What I liked in both where the fluid movements and the diagraming approach used in the FamilyShow exemplar particularly. The guys where I just started working asked me how hard it would be to create something like the diagramming component seen in the FamilyShow exemplar. So without further ado I contacted my favourite partner in weird WPF breifs, Mr Fredrik Bornander, who I love working with on these stranger ideas. We seem to manage to do a reasonable job together, at least I think anyway.
This article will describe a tree like diagram component that we have nicknamed the "SpiderControl".
Here is a screenshot just to wet your appetite:
The rest of this article will describe how we went about building this little
control
The following is a list of what the control actually does
ScrollViewer which allows the user to use
the mouse to create a friction enabled drag operation (this is pretty cool
actually)
So now onto the nitty gritty, which is the part you are probably wanting to read anyhow.
So first lets just have a quick look at the basic structure
Ill split this into 2 diagrams for no other reason than I couldnt figure out how to get words SmartArt to add more levels to its standard SmartArt diagrams, curse technology.
It can be seen from the above diagram that the HostWindow holds an instance
of a DragViewer. So the windows code is simply the following:
<Window x:Class="SpiderTreeControl.HostWindow"
xmlns="http://schemas.microsoft.com/winfx/2006/xaml/presentation"
xmlns:x="http://schemas.microsoft.com/winfx/2006/xaml"
xmlns:diagram="clr-namespace:SpiderTreeControl.Diagram"
WindowStartupLocation="CenterScreen"
Title="HostWindow" Height="400" Width="400">
<Grid>
<diagram:DragViewer x:Name="dragViewer"
Width="auto" Height="auto"
Margin="0"/>
</Grid>
</Window>
And then if we focus our attention to the actual DragViewer, where
we wrap a DiagramViewer within a FrictionScrollViewer.
The FrictionScrollViewer is a specialized ScrollViewer that acts
using friction to create nice fluid drag operations. I talk more about this
on an older blog entry of mine, which you can read about using my blog entry
http://sachabarber.net/?p=225
<UserControl x:Class="SpiderTreeControl.Diagram.DragViewer"
xmlns="http://schemas.microsoft.com/winfx/2006/xaml/presentation"

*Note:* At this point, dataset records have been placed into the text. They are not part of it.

PR #1618, opened 2026-05-13
CNTRLPLANE-3460: Refactor defrag controller to lower impact of defrag

dusk125:
## Summary
- Refactors the defrag controller to defrag one member per sync cycle instead of all members at once
- Members are sorted by fragmentation descending; the most fragmented member is defragged first
- The health check at the start of each sync ensures the previously defragged member recovered before the next one is defragged
- Removes the blocking `wait.Poll` recovery loop and leader-last ordering — with upstream etcd defrag improvements ([openshift/etcd#378](https://github.com/openshift/etcd/pull/378)) reducing disruption from ~30s to ~100ms, the simpler one-per-sync approach is sufficient

## Test plan
- [x] Existing unit tests updated for multi-sync behavior and pass
- [x] `TestNewDefragControllerMultiSyncs` validates degraded/recovery across sync cycles
- [ ] Manual verification in a test cluster with fragmented etcd members

## Summary by CodeRabbit

* **Improvements**
  * Defragmentation now targets at most one fragmented member per sync cycle, prioritized by highest backend fragmentation.
  * Member selection skips learner and unstarted members; when no fragmentation is found, degraded-state tracking is cleared and failure counters reset.
  * Defragmentation now fails fast on the first encountered defrag error, updating degraded-state progress immediately.
* **Tests**
  * Updated controller tests to support repeated sync loops and adjusted expected success/error behavior.
  * Enhanced the fake client defragmentation behavior used by tests to better reflect status changes.

### DIFF
--- a/pkg/operator/defragcontroller/defragcontroller.go
+++ b/pkg/operator/defragcontroller/defragcontroller.go
@@ -1,9 +1,12 @@
 package defragcontroller
 
 import (
+	"cmp"
 	"context"
 	"fmt"
 	"math"
+	"slices"
+	"strings"
 	"time"
 
 	configv1 "github.com/openshift/api/config/v1"
@@ -16,7 +19,6 @@ import (
 	"go.etcd.io/etcd/api/v3/etcdserverpb"
 	clientv3 "go.etcd.io/etcd/client/v3"
 	k8serror "k8s.io/apimachinery/pkg/api/errors"
-	"k8s.io/apimachinery/pkg/util/wait"
 	corev1listers "k8s.io/client-go/listers/core/v1"
 	"k8s.io/klog/v2"
 
@@ -27,12 +29,13 @@ import (
 
 const (
 	minDefragBytes                 int64   = 100 * 1024 * 1024 // 100MB
-	minDefragWaitDuration                  = 36 * time.Second
 	maxFragmentedPercentage        float64 = 45
-	pollWaitDuration                       = 2 * time.Second
-	pollTimeoutDuration                    = 60 * time.Second
 	compactionInterval                     = 10 * time.Minute
 	maxDefragFailuresBeforeDegrade         = 3
+
+	// defaultDefragSettleTime is the minimum time to wait after a leader transfer
+	// to allow the cluster to stabilize before proceeding with defrag.
+	defaultDefragSettleTime = 10 * time.Second
 
 	defragDisabledCondition    = "DefragControllerDisabled"
 	defragDisableConfigmapName = "etcd-disable-defrag"
@@ -47,11 +50,17 @@ type DefragController struct {
 	memberLister         etcdcli.AllMemberLister
 	defragClient         etcdcli.Defragment
 	statusClient         etcdcli.Status
+	leaderMover          etcdcli.LeaderMover
 	infrastructureLister configv1listers.InfrastructureLister
 	configmapLister      corev1listers.ConfigMapLister
 
-	numDefragFailures  int
-	defragWaitDuration time.Duration
+	// defragSettleTime is the minimum time to wait after a leader transfer or defrag
+	// to allow the cluster to stabilize before proceeding.
+	defragSettleTime time.Duration
+
+	numDefragFailures int
+	// defragTargets tracks the ids of members that need to be defragged during the current cycle
+	defragTargets []uint64
 }
 
 func NewDefragController(
@@ -60,6 +69,7 @@ func NewDefragController(
 	memberLister etcdcli.AllMemberLister,
 	defragClient etcdcli.Defragment,
 	statusClient etcdcli.Status,
+	leaderMover etcdcli.LeaderMover,
 	infrastructureLister configv1listers.InfrastructureLister,
 	eventRecorder events.Recorder,
 	kubeInformers v1helpers.KubeInformersForNamespaces) factory.Controller {
@@ -68,14 +78,15 @@ func NewDefragController(
 		memberLister:         memberLister,
 		defragClient:         defragClient,
 		statusClient:         statusClient,
+		leaderMover:          leaderMover,
 		infrastructureLister: infrastructureLister,
 		configmapLister:      kubeInformers.ConfigMapLister(),
-		defragWaitDuration:   minDefragWaitDuration,
+		defragSettleTime:     defaultDefragSettleTime,
 	}
 	syncer := health.NewCheckingSyncWrapper(c.sync, 3*compactionInterval+1*time.Minute)
 	livenessChecker.Add("DefragController", syncer)
 
-	return factory.New().ResyncEvery(compactionInterval+1*time.Minute).WithInformers( // attempt to sync outside of etcd compaction interval to ensure maximum gain by defragmentation.
+	return factory.New().ResyncEvery(compactionInterval+1*time.Minute).WithBareInformers( // attempt to sync outside of etcd compaction interval to ensure maximum gain by defragmentation.
 		operatorClient.Informer(),
 	).WithSync(syncer.Sync).ToController("DefragController", eventRecorder.WithComponentSuffix("defrag-controller"))
 }
@@ -90,7 +101,7 @@ func (c *DefragController) sync(ctx context.Context, syncCtx factory.SyncContext
 		return nil
 	}
 
-	return c.runDefrag(ctx, syncCtx.Recorder())
+	return c.runDefrag(ctx, syncCtx)
 }
 
 func (c *DefragController) checkDefragEnabled(ctx context.Context, recorder events.Recorder) (bool, error) {
@@ -124,7 +135,17 @@ func (c *DefragController) checkDefragEnabled(ctx context.Context, recorder even
 	return true, nil
 }
 
-func (c *DefragController) runDefrag(ctx context.Context, recorder events.Recorder) error {
+type StatusMember struct {
+	Status *clientv3.StatusResponse
+	Member *etcdserverpb.Member
+}
+
+func (sm StatusMember) IsLeader() bool {
+	return sm.Status.Leader == sm.Member.ID
+}
+
+func (c *DefragController) runDefrag(ctx context.Context, syncCtx factory.SyncContext) error {
+	recorder := syncCtx.Recorder()
 	// Do not defrag if any of the cluster members are unhealthy.
 	memberHealth, err := c.memberLister.MemberHealth(ctx)
 	if err != nil {
@@ -139,120 +160,138 @@ func (c *DefragController) runDefrag(ctx context.Context, recorder events.Record
 		return err
 	}
 
-	// filter out learner members since they don't support the defragment API call
-	var etcdMembers []*etcdserverpb.Member
-	for _, m := range members {
-		if !m.IsLearner {
-			etcdMembers = append(etcdMembers, m)
-		}
-	}
-
-	var endpointStatus []*clientv3.StatusResponse
-	var leader *clientv3.StatusResponse
-	for _, member := range etcdMembers {
-		if len(member.ClientURLs) == 0 {
-			// skip unstarted member
+	var (
+		isNewCycle    = len(c.defragTargets) == 0
+		statusMembers = make(map[uint64]StatusMember)
+	)
+	for _, member := range members {
+		// filter out learner members since they don't support the defragment API call
+		// and filter out unstarted members
+		if member.IsLearner || len(member.ClientURLs) == 0 {
 			continue
 		}
+
 		status, err := c.statusClient.Status(ctx, member.ClientURLs[0])
 		if err != nil {
 			return err
+		} else if status == nil {
+			return fmt.Errorf("endpoint status returned nil for member %q (%s)", member.Name, member.ClientURLs[0])
 		}
-		if leader == nil && status.Leader == member.ID {
-			leader = status
-			continue
+
+		sm := StatusMember{
+			Status: status,
+			Member: member,
 		}
-		endpointStatus = append(endpointStatus, status)
+
+		statusMembers[member.ID] = sm
+
+		if isNewCycle && isEndpointBackendFragmented(member, status) {
+			c.defragTargets = append(c.defragTargets, member.ID)
+		}
 	}
 
-	// Leader last if possible.
-	if leader != nil {
-		klog.V(4).Infof("Appending leader last, ID: %x", leader.Header.MemberId)
-		endpointStatus = append(endpointStatus, leader)
+	if !isNewCycle {
+		c.defragTargets = slices.DeleteFunc(c.defragTargets, func(targetID uint64) bool {
+			statusMember, has := statusMembers[targetID]
+			if !has {
+				// Remove any defrag targets that we don't have a status for.
+				return true
+			}
+
+			// Remove any members that no longer meet the conditions for defrag.
+			return !isEndpointBackendFragmented(statusMember.Member, statusMember.Status)
+		})
 	}
 
-	successfulDefrags := 0
-	var errors []error
-	for _, status := range endpointStatus {
-		member, err := getMemberFromStatus(etcdMembers, status)
-		if err != nil {
-			errors = append(errors, err)
-			continue
+	if len(c.defragTargets) == 0 {
+		targets := make([]string, len(c.defragTargets))
+		for i, targetID := range c.defragTargets {
+			target := statusMembers[targetID]
+			percent := checkFragmentationPercentage(target.Status.DbSize, target.Status.DbSizeInUse)
+			targets[i] = fmt.Sprintf("%s={id: %d, fragmentation: %.2f%%, sizeInUse: %d}", target.Member.Name, target.Member.ID, percent, target.Status.DbSize)
+		}
+		klog.V(4).Infof("Defrag skipped: no etcd members meet the conditions for defragmentation:\n%s", strings.Join(targets, ", "))
+		return nil
+	}
+
+	// Sort fragmented members so we defragment the most fragmented member first while defragging the leader last
+	slices.SortFunc(c.defragTargets, func(a, b uint64) int {
+		aIsLeader, bIsLeader := statusMembers[a].IsLeader(), statusMembers[b].IsLeader()
+		if aIsLeader && !bIsLeader {
+			return 1
+		} else if !aIsLeader && bIsLeader {
+			return -1
+		}
+		return sortByMostFragmented(statusMembers[a], statusMembers[b])
+	})
+
+	defragTarget := statusMembers[c.defragTargets[0]]
+	defragTargetStatus, defragTargetMember := defragTarget.Status, defragTarget.Member
+
+	// Preemptively attempt to move the leadership away from the current defrag target to another valid follower.
+	// We try this to avoid multiple leader elections in the case where defragging the leader causes leadership
+	// to move to a member we've yet to defrag, which could in turn lose leadership, etc. causing a lot of churn.
+	// We record any error that occurs while attempting this, but we do not halt defrag if the move fails.
+	if defragTarget.IsLeader() && len(statusMembers) > 1 {
+		followers := make([]StatusMember, 0, len(statusMembers))
+		for id, member := range statusMembers {
+			if defragTargetMember.ID == id {
+				continue
+			}
+			followers = append(followers, member)
 		}
 
-		// Check each member's status which includes the db size on disk "DbSize" and the db size in use "DbSizeInUse"
-		// compare the % difference and if that difference is over the max diff threshold and also above the minimum
-		// db size we defrag the members state file. In the case where this command only partially completed controller
-		// can clean that up on the next sync. Having the db sizes slightly different is not a problem in itself.
-		if isEndpointBackendFragmented(member, status) {
-			recorder.Eventf("DefragControllerDefragmentAttempt", "Attempting defrag on member: %s, memberID: %x, dbSize: %d, dbInUse: %d, leader ID: %d", member.Name, member.ID, status.DbSize, status.DbSizeInUse, status.Leader)
-			if _, err := c.defragClient.Defragment(ctx, member); err != nil {
-				// Defrag can timeout if defragmentation takes longer than etcdcli.DefragDialTimeout.
-				errMsg := fmt.Sprintf("failed defrag on member: %s, memberID: %x: %v", member.Name, member.ID, err)
-				recorder.Eventf("DefragControllerDefragmentFailed", errMsg)
-				errors = append(errors, fmt.Errorf("%s", errMsg))
+		slices.SortFunc(followers, sortByLeastFragmented)
+
+		for _, newLeader := range followers {
+			err := c.leaderMover.MoveLeader(ctx, defragTargetMember, newLeader.Member.ID)
+			if err != nil {
+				recorder.Warningf("DefragControllerLeaderTransferAttemptFailed", "Failed to move leader away from member %s to member %s before defrag: %v", defragTargetMember.Name, newLeader.Member.Name, err)
 				continue
 			}
 
-			recorder.Eventf("DefragControllerDefragmentSuccess", "etcd member has been defragmented: %s, memberID: %d", member.Name, member.ID)
-			successfulDefrags++
-
-			// Give cluster time to recover before we move to the next member.
-			if err := wait.Poll(
-				pollWaitDuration,
-				pollTimeoutDuration,
-				func() (bool, error) {
-					// Ensure defragmentation attempts have clear observable signal.
-					klog.V(4).Infof("Sleeping to allow cluster to recover before defrag next member: %v", c.defragWaitDuration)
-					time.Sleep(c.defragWaitDuration)
-
-					memberHealth, err := c.memberLister.MemberHealth(ctx)
-					if err != nil {
-						klog.Warningf("failed checking member health: %v", err)
-						return false, nil
-					}
-					if !etcdcli.IsClusterHealthy(memberHealth) {
-						klog.Warningf("cluster is unhealthy: %s", memberHealth.Status())
-						return false, nil
-					}
-					return true, nil
-				}); err != nil {
-				errors = append(errors, fmt.Errorf("timeout waiting for cluster to stabilize after defrag: %w", err))
-			}
-		} else {
-			// no fragmentation needed is also a success
-			successfulDefrags++
+			recorder.Eventf("DefragControllerLeaderTransferSuccess", "Moved leadership away from member %s (memberID: %x) to member %s (memberID: %x) before defrag, requeueing to allow etcd to settle", defragTargetMember.Name, defragTargetMember.ID, newLeader.Member.Name, newLeader.Member.ID)
+			syncCtx.Queue().AddAfter(syncCtx.QueueKey(), c.defragSettleTime)
+			return nil
 		}
+		recorder.Warningf("DefragControllerLeaderTransferFailed", "Failed to move leader away from member %s, continuing with blocking leader defrag", defragTargetMember.Name)
 	}
 
-	if successfulDefrags != len(endpointStatus) {
+	recorder.Eventf("DefragControllerDefragmentAttempt", "Attempting defrag on member: %s, memberID: %x, dbSize: %d, dbInUse: %d, leader ID: %d", defragTargetMember.Name, defragTargetMember.ID, defragTargetStatus.DbSize, defragTargetStatus.DbSizeInUse, defragTargetStatus.Leader)
+	if _, err := c.defragClient.Defragment(ctx, defragTargetMember); err != nil {
+		errMsg := fmt.Sprintf("failed defrag on member: %s, memberID: %x: %v", defragTargetMember.Name, defragTargetMember.ID, err)
+		recorder.Warningf("DefragControllerDefragmentFailed", errMsg)
+		klog.Errorf("%s", errMsg)
 		c.numDefragFailures++
-		recorder.Eventf("DefragControllerDefragmentPartialFailure",
-			"only %d/%d members were successfully defragmented, %d tries left before controller degrades",
-			successfulDefrags, len(endpointStatus), maxDefragFailuresBeforeDegrade-c.numDefragFailures)
-
 		if c.numDefragFailures >= maxDefragFailuresBeforeDegrade {
-			_, _, updateErr := v1helpers.UpdateStatus(ctx, c.operatorClient, v1helpers.UpdateConditionFn(operatorv1.OperatorCondition{
-				Type:    defragDegradedCondition,
-				Status:  operatorv1.ConditionTrue,
-				Reason:  "Error",
-				Message: fmt.Sprintf("degraded after %d attempts at defragmenting all etcd members", c.numDefragFailures),
-			}))
-			if updateErr != nil {
-				recorder.Warning("DefragControllerUpdatingStatus", updateErr.Error())
-			}
+			c.setDegraded(ctx, recorder)
 		}
-
-		// return all errors here for the sync loop to retry immediately
-		return v1helpers.NewMultiLineAggregate(errors)
+		syncCtx.Queue().AddAfter(syncCtx.QueueKey(), c.defragSettleTime)
+		return nil
 	}
 
-	if len(errors) > 0 {
-		klog.Warningf("found errors even though all members have been successfully defragmented: %s",
-			v1helpers.NewMultiLineAggregate(errors).Error())
-	}
-
+	recorder.Eventf("DefragControllerDefragmentSuccess", "etcd member has been defragmented: %s, memberID: %d", defragTargetMember.Name, defragTargetMember.ID)
 	c.numDefragFailures = 0
+	c.clearDegraded(ctx, recorder)
+
+	c.defragTargets = c.defragTargets[1:]
+	syncCtx.Queue().AddAfter(syncCtx.QueueKey(), c.defragSettleTime)
+	return nil
+}
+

xmlns:diagram="clr-namespace:SpiderTreeControl.Diagram;assembly="
xmlns:x="http://schemas.microsoft.com/winfx/2006/xaml"
Height="auto" Width="auto">
<diagram:FrictionScrollViewer x:Name="sv" Style="{StaticResource ScrollViewerStyle}">
<diagram:DiagramViewer x:Name="diagramViewer" Margin="0" Width="2000" Height="2000"/>
</diagram:FrictionScrollViewer>
</UserControl>
The Style you see for the scrollbar is achieved using some Styles
which are located within the AppStyles.xaml ResourceDictionary. This is what gives the ScrollViewer its appearance as shown below:
But all of that is simple eye candy, we need to get to nuts and bolts.

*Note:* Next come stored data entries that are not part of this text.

PR #1619, opened 2026-05-14
OCPEDGE-2476: Added TNF taint and annotation removal logic in CEO

vimauro:
## Summary by CodeRabbit

* **New Features**
  * Operator now proactively removes "out-of-service" taints and their associated annotation when nodes transition to Ready, and updates operator status (sets/clears a degraded condition) on taint-removal failures or successes.

* **Tests**
  * Added unit tests covering detection and cleanup behavior, including successful removal and no-op scenarios.

### DIFF
--- a/pkg/tnf/operator/starter.go
+++ b/pkg/tnf/operator/starter.go
@@ -96,6 +96,9 @@ func HandleDualReplicaClusters(
 				return
 			}
 
+			// clean up Pacemaker's out-of-service taint if the node recovered while CEO was down
+			go tools.RemoveOutOfServiceTaintIfNeeded(ctx, kubeClient, node)
+
 			// this potentially needs some time when we wait for etcd bootstrap to complete, so run it in a goroutine,
 			// to not block the event handler
 			klog.Infof("node added and ready: %s", node.GetName())
@@ -114,6 +117,8 @@ func HandleDualReplicaClusters(
 			newReady := tools.IsNodeReady(newNode)
 			if !oldReady && newReady {
 				klog.Infof("node %s transitioned to ready state", newNode.GetName())
+				// clean up Pacemaker's out-of-service taint now that the failed node is back
+				go tools.RemoveOutOfServiceTaintIfNeeded(ctx, kubeClient, newNode)
 				// this potentially needs some time when we wait for etcd bootstrap to complete, so run it in a goroutine,
 				// to not block the event handler
 				go handleNodesWithRetry(controllerContext, controlPlaneNodeLister, ctx, operatorClient, kubeClient, kubeInformersForNamespaces, etcdInformer)
--- a/pkg/tnf/operator/starter.go
+++ b/pkg/tnf/operator/starter.go
@@ -97,7 +97,7 @@ func HandleDualReplicaClusters(
 			}
 
 			// clean up Pacemaker's out-of-service taint if the node recovered while CEO was down
-			go tools.RemoveOutOfServiceTaintIfNeeded(ctx, kubeClient, node)
+			go tools.RemoveOutOfServiceTaintIfNeeded(ctx, kubeClient, operatorClient, node)
 
 			// this potentially needs some time when we wait for etcd bootstrap to complete, so run it in a goroutine,
 			// to not block the event handler
@@ -112,13 +112,12 @@ func HandleDualReplicaClusters(
 				return
 			}
 
-			// only handle if node transitioned from not ready to ready
 			oldReady := tools.IsNodeReady(oldNode)
 			newReady := tools.IsNodeReady(newNode)
 			if !oldReady && newReady {
 				klog.Infof("node %s transitioned to ready state", newNode.GetName())
 				// clean up Pacemaker's out-of-service taint now that the failed node is back
-				go tools.RemoveOutOfServiceTaintIfNeeded(ctx, kubeClient, newNode)
+				go tools.RemoveOutOfServiceTaintIfNeeded(ctx, kubeClient, operatorClient, newNode)
 				// this potentially needs some time when we wait for etcd bootstrap to complete, so run it in a goroutine,
 				// to not block the event handler
 				go handleNodesWithRetry(controllerContext, controlPlaneNodeLister, ctx, operatorClient, kubeClient, kubeInformersForNamespaces, etcdInformer)
--- a/pkg/tnf/pkg/tools/taint.go
+++ b/pkg/tnf/pkg/tools/taint.go
@@ -10,6 +10,7 @@ import (
 	metav1 "k8s.io/apimachinery/pkg/apis/meta/v1"
 	"k8s.io/apimachinery/pkg/types"
 	"k8s.io/client-go/kubernetes"
+	"k8s.io/client-go/util/retry"
 	"k8s.io/klog/v2"
 )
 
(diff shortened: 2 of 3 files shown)


vimauro:
/verified by testing the changes on a live 5.0 cluster:

1. Positive - both taint and annotation present: Applied node.kubernetes.io/out-of-service=nodeshutdown:NoExecute taint and node.kubernetes.io/out-of-service-applied-by=pacemaker annotation to master-0. After CEO
  restart (to trigger informer re-list via AddFunc), both were removed within seconds. Confirmed via CEO logs.
  2. Negative - taint only, no annotation: Applied the out-of-service taint without the pacemaker annotation. CEO correctly left the taint in place (no log output, taint still present after restart).
  3. Negative - annotation only, no taint: Applied the pacemaker annotation without the taint. CEO correctly left the annotation in place.

vimauro:
/verified by CI and a live 5.0 cluster

pkg/tnf/operator/starter.go
```diff
@@ -96,6 +96,9 @@ func HandleDualReplicaClusters(
 				return
 			}
 
+			// clean up Pacemaker's out-of-service taint if the node recovered while CEO was down
+			go tools.RemoveOutOfServiceTaintIfNeeded(ctx, kubeClient, node)
```
jaypoulz: I'm wondering if there are any kinds of errors from this routine that we want to bubble up to the user. Should we be tracking this functionality in as a condition in the etcd/cluster CR so that we can bubble up degraded status to the operator if it's failing?

pkg/tnf/pkg/tools/taint.go
```diff
@@ -0,0 +1,92 @@
...
+		}
+
+		if !hasOutOfServiceTaint(freshNode) {
+			klog.V(4).Infof("node %s no longer has out-of-service taint after re-read, skipping taint removal", node.Name)
+			return nil
+		}
+
+		freshNode.Spec.Taints = slices.DeleteFunc(freshNode.Spec.Taints, isOutOfServiceTaint)
+
+		_, err = kubeClient.CoreV1().Nodes().Update(ctx, freshNode, metav1.UpdateOptions{})
```
jaypoulz, line 71: Can we just add this removal to the patch to ensure that both changes are processed together? An atomic operation would prevent mismatched state and reduce the number of calls.

pkg/tnf/pkg/tools/taint.go
```diff
@@ -0,0 +1,92 @@
...
+	klog.Infof("node %s has out-of-service taint and pacemaker annotation, removing both", node.Name)
+
+	// Use read-modify-update with conflict retry for taints to avoid clobbering concurrent changes
+	err := retry.RetryOnConflict(retry.DefaultRetry, func() error {
+		freshNode, err := kubeClient.CoreV1().Nodes().Get(ctx, node.Name, metav1.GetOptions{})
+		if err != nil {
+			return fmt.Errorf("failed to get node %s: %w", node.Name, err)
+		}
+
+		if !hasOutOfServiceTaint(freshNode) {
```
jaypoulz: for the sake of atomicity (see below), we probably need to check both the taint and annotation.

pkg/tnf/pkg/tools/taint_test.go
```diff
@@ -0,0 +1,319 @@
...
+			node: &corev1.Node{},
+			want: false,
+		},
+		{
+			name: "node with other taints only",
+			node: &corev1.Node{
+				Spec: corev1.NodeSpec{
+					Taints: []corev1.Taint{
+						{
+							Key:    "node.kubernetes.io/not-ready",
```
jaypoulz: nit: there's gotta be some string constant for these somewhere? Right? If not, might be a time to find shared constants home for stuff like this.

jaypoulz (commented):
Overall, I'm happy with the the direction of the patch. There are a few things that I want to call out.

1. We should avoid removing out-of-service unless we added it. I think your approach to using the annotation was a clever way of working around that, but I think we need to sharpen our strategy to make sure that we remove both atomically.
2. We need to decide what to do when a node has the annotation but not the taint. I'd suggest we remove both if EITHER are present and the node is ready.
3. We should probably look for a reasonable way to let the user know if we aren't able to remove the taint for some reason. That said, I'm not sure what the best mechanism is for this. If we keep this code here, the obvious way is to set a condition on the operator like "TNFTaintFencedNodesServiceHealthy" = false when you detect an error and then restore on the first successful run.
4. As a team, we probably need to discuss whether this (and other TNF-specific-but-not-etcd-specific) code actually belongs in CEO. CEO is really about managing etcd. PacemakerHealthCheck falls into this grey area but it ultimately there to help inform the user about etcd from the perspective of pacemaker. This feature feels like it's here because etcd manages pacemaker and it's the closest thing to a home we have. It's the pragmatic choice, but it does raise questions about where we draw the line

vimauro:
> Overall, I'm happy with the the direction of the patch. There are a few things that I want to call out.
> 
>     1. We should avoid removing out-of-service unless we added it. I think your approach to using the annotation was a clever way of working around that, but I think we need to sharpen our strategy to make sure that we remove both atomically.
> 
>     2. We need to decide what to do when a node has the annotation but not the taint. I'd suggest we remove both if EITHER are present and the node is ready.
> 
>     3. We should probably look for a reasonable way to let the user know if we aren't able to remove the taint for some reason. That said, I'm not sure what the best mechanism is for this. If we keep this code here, the obvious way is to set a condition on the operator like "TNFTaintFencedNodesServiceHealthy" = false when you detect an error and then restore on the first successful run.
> 
>     4. As a team, we probably need to discuss whether this (and other TNF-specific-but-not-etcd-specific) code actually belongs in CEO. CEO is really about managing etcd. PacemakerHealthCheck falls into this grey area but it ultimately there to help inform the user about etcd from the perspective of pacemaker. This feature feels like it's here because etcd manages pacemaker and it's the closest thing to a home we have. It's the pragmatic choice, but it does raise questions about where we draw the line

1 - Addressed. Taint and annotations are now removed atomatically in a single node.Update call.
2 - Partially addressed. If the annotation is present, we remove both taint and annotation (even if the taint is already gone). However, if only the taint is present without the annotation, we intentionally skip it since the annotation is our provenance marker, and without it we can't confirm the taint is ours to remove. If we removed any out-of-service taint unconditionally, we'd risk interfering with taints set by other controllers/administrators
3 - Addressed. On failure, we now set a TNFTaintRemovalControllerDegraded=True condition with the error message, following the same pattern used by PacemakerHealthCheck
4 - We'll keep this in CEO for now, however we have started an internal discussion to evaluate different options since there are other TNF-specific areas that might not be 100% related to CEO.

pkg/tnf/pkg/tools/taint.go
vimauro: Done !

pkg/tnf/operator/starter.go
vimauro: Fixed !

pkg/tnf/pkg/tools/taint_test.go
vimauro: Fixed by using` corev1.TaintNodeNotReady`

pkg/tnf/pkg/tools/taint.go
```diff
@@ -0,0 +1,101 @@
...
+		return
+	}
+
+	klog.Infof("node %s has pacemaker annotation, cleaning up out-of-service taint and annotation", node.Name)
+
+	err := retry.RetryOnConflict(retry.DefaultRetry, func() error {
+		freshNode, err := kubeClient.CoreV1().Nodes().Get(ctx, node.Name, metav1.GetOptions{})
+		if err != nil {
+			return fmt.Errorf("failed to get node %s: %w", node.Name, err)
+		}
```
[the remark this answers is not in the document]
vimauro: Fixed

So going back to the DragViewer, which holds an instance of the
DiagramViewer. In code behind the DragViewer is responsible
for setting up the nodes collection that is used for its embedded DiagramViewer.

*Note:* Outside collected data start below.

PR #343, opened 2024-07-03
custom model validation for min and max to only accept positive values

DevChima:
## Purpose
We do not need IntegerQuestion type to hold negative min and max values as there's no real world use case for it in this form.

## Solution
Add custom validation to make sure that negative vaues for min and max are not saved.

This is done is code as follows:
using System;
using System.Collections.Generic;
using System.Linq;
using System.Text;
using System.Windows;
using System.Windows.Controls;
using System.Windows.Data;
using System.Windows.Documents;
using System.Windows.Input;
using System.Windows.Media;
using System.Windows.Media.Animation;
using System.Windows.Media.Imaging;
using System.Windows.Navigation;
using System.Windows.Shapes;
using System.Windows.Threading;
namespace SpiderTreeControl.Diagram
{
/// <summary>
/// Interaction logic for DragViewer.xaml
/// </summary>
public partial class DragViewer : UserControl
{
public DragViewer()
{
InitializeComponent();
this.Loaded+=delegate
{
LoadDiagramNodes();
};
}
public void LoadDiagramNodes()
{
DiagramNode root = new DiagramNode("Root", null, "../Images/DiagramRootNode.png", "Dummy1View","this is the root node");
DiagramNode a = new DiagramNode("A", root, "../Images/DiagramNode.png", "Dummy1View", "this is node A");
DiagramNode b = new DiagramNode("B", root, "../Images/DiagramNode.png", "Dummy1View", "this is node B");
DiagramNode c = new DiagramNode("C", root, "../Images/DiagramNode.png", "Dummy1View", "this is node C");
DiagramNode d = new DiagramNode("D", root, "../Images/DiagramNode.png", "Dummy1View", "this is node D");
DiagramNode e = new DiagramNode("E", root, "../Images/DiagramNode.png", "Dummy1View", "this is node E");
DiagramNode f = new DiagramNode("F", root, "../Images/DiagramNode.png", "Dummy1View", "this is node F");
diagramViewer.RootNode = root;
diagramViewer.FrictionScrollViewer = this.sv;
}
}
}
Were individual DiagramNode objects are created and the relationship
between them are establish by passing the relavant DiagramNode
in as a constructor parameter to another DiagramNode. Obviously
in the case of the root DiagramNode, this value is null. The last
thing that is done is that the embedded DiagramViewer has its RootNode
property set to the root DiagramNode. There is also a requirement
to set the embedded DiagramViewers FrictionScrollViewer
property, such that the DiagramViewers layout algorithm can react
to new ScrollViewer positions should the user move the ScrollViewer
or drag the diagram.
Is where all the layout of contained DiagramNodes occurs. This
is a simple user control that contains a single TreeCanvas that
holds the actual collection of DiagramNodes, and draws the lines
between them, which is discussed below. The DiagramViewer also
listens to events from the DiagramNodes such as Selected/Collapsed/Expanded,
where it will perform the layout based on the node selection.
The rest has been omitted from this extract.